Collected data entries:
_ _ _ _
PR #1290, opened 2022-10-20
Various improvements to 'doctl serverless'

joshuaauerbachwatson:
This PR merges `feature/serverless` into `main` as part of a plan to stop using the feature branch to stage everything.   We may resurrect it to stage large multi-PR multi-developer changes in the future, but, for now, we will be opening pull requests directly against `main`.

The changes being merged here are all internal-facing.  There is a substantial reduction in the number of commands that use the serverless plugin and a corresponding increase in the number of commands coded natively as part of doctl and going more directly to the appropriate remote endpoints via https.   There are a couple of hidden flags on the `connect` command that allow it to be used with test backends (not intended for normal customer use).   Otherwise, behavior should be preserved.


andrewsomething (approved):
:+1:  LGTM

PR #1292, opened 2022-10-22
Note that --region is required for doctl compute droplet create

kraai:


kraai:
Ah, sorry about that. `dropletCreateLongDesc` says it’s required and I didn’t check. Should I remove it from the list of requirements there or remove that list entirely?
_ _ _ _
Each line of the data above that contains the string "required" should be counted; give only the total.

2